# Продукты компании SUPERAntiSpyware: Новости



## MotherBoard

*Антивирусы: SUPERAntiSpyware v.4.35.1006*

SUPERAntiSpyware - бесплатная для частного пользования программа, которая позволяет удалять с компьютера всевозможные виды вредоносного ПО (spyware, adware, malware, trojans, dialers, worms, keyLoggers, HiJackers и другие), восстанавливать нарушенные записи в сетевых соединениях, на рабочем столе, в системном реестре, повышать общую безопасность ПК, закрывая обнаруженные во время запуска бреши в системе безопасности Windows.






Источник


----------



## whop

на bleepingcomputer эту программу часто используют для сканировния дисков в связке с MalwareBytes Anti-Malware (MBAM)


----------



## Severnyj

*Антивирусы: SUPERAntiSpyware v.4.48.0.1000*

Программа обновилась до версии 4.48.0.1000








В последней версии:

Новый движок удаления Rogue (поддельных антиспайваре)
Обновлен сканер
Улучшена поддержка 64-битных систем

Загружать SUPERAntiSpyware v.4.48.0.1000 по следующим адресам (Windows All):
Standard (9,7 МБ, Freeware)
PRO (9,7 МБ, Shareware)

Источник


----------



## Indomito

Ради любопытства поставил SUPERAntiSpyware... ну что она наша, в основном кейгены которые вполне безобидны, а вот нагрузка на систему возросла до 4-6 процентов.

Не люблю я всякие *SUPER*... я к ним предвзято отношусь. ИМХО.


----------



## Severnyj

*Антивирусы: SUPERAntiSpyware v.4.50.0.1002*

Программа обновилась до версии 4.50.0.1002

Загружать SUPERAntiSpyware v.4.50.0.1002 по следующим адресам (Windows All): 

Standard (10,2 МБ, Freeware) 
PRO (10,2 МБ, Shareware)

Источник


----------



## Mila

*SUPERAntiSpyware v.4.52.1000*

SUPERAntiSpyware - бесплатная для частного пользования программа, которая позволяет удалять с компьютера всевозможные виды вредоносного ПО (spyware, adware, malware, trojans, dialers, worms, keyLoggers, HiJackers и другие), восстанавливать нарушенные записи в сетевых соединениях, на рабочем столе, в системном реестре, повышать общую безопасность ПК, закрывая обнаруженные во время запуска бреши в системе безопасности Windows.

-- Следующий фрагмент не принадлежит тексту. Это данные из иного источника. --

PR #2114, opened 2024-10-29
Sanitize environment

### LINKED ISSUE #2110: Implement Obfuscate JVM Args Config Feature
Implement a feature to satisfy #2033. 

The feature should support the obfuscation of values of JVM properties after the `=`.  For example: `-Dprop=12345` will now be sent as `-Dprop=obfuscated`. 

This will be configurable via an optional block and allow list.

For example, with the following yml config, 

```
obfuscate_jvm_props:
    allow: -DpropA*, -DpropB*
    block: -DpropB.extended
```
and JVM startup args `-DpropA=one, -DpropB=two, -DpropB.extended=three, -DpropC=four`

We will now send `-DpropA=one, -DpropB=two, -DpropB.extended=obfuscated, -DpropC=obfuscated`

kanderson250:
Resolves #2110 

## Description

This PR introduces a new configuration stanza `obfuscate_jvm_props` to better protect our customers from sending sensitive data in their JVM args. 

Prior to this feature, all JVM args were sent by default on agent startup, and were not filtered or checked in any way. Now, we will obfuscate any data contained behind an `=` in a JVM argument by default (with a few exceptions, see below). 

## Details 

New .yml configuration stanza with descriptions: 

```
obfuscate_jvm_props:
  enabled: If true (default), obfuscate all JVM props data after =, except the default allows set by the agent.
          If false, leave all JVM props as-is. 
  allow: An optional list of comma-separated property names to send unobfuscated. 
          Can be an exact match for the prop name, or wildcarded in the last character. 
  block: An optional list of comma-separated property names to always send obfuscated. 
          Can be an exact match for the prop name, or wildcarded in the last character. 
```
**Default allows set by the agent**: The agent will send any standard or extended JVM prop (those with an `-X*` prefix) as-is, even if they contain an `=` sign. This was done because these props should not contain sensitive data and their values may be used by other New Relic teams, such as the BMDS project. 

To keep the block/allow list conventions consistent with other similar config settings (such as attribute includes/excludes), priority is always given to the more-specific rule (`-DpropB.extended` will take precedence over `-DpropB`, regardless of whether it belongs to the block or allow list).  

This feature has no affect on JVM args that do not contain an `=`, such as `-javaagent`. 

## Example

Setting:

В новой версии обновлена база вредоносного ПО, доработаны сканирующий и эвристические движки программы, внесены изменения для облегчения миграции на версию 5.0, так что разработчики настоятельно рекомендуют установить данное обновление. 

Загружать SUPERAntiSpyware v.4.52.1000 по следующим адресам (Windows All):

Standard (10,6 МБ, Freeware) 
PRO (10,6 МБ, Shareware)

источник


----------



## Mila

*SUPERAntiSpyware v.5.0 Beta*

SUPERAntiSpyware - относительно небольшая антивирусная программа, которая позволяет обнаруживать и обезвреживать распространенные угрозы. SUPERAntiSpyware 5.0 обладает улучшенным быстродействием, новым интерфейсом, расширенными возможностями по защите системы в реальном времени (только в Pro-версии), небольшим размером регулярных обновлений и гибким планировщиком.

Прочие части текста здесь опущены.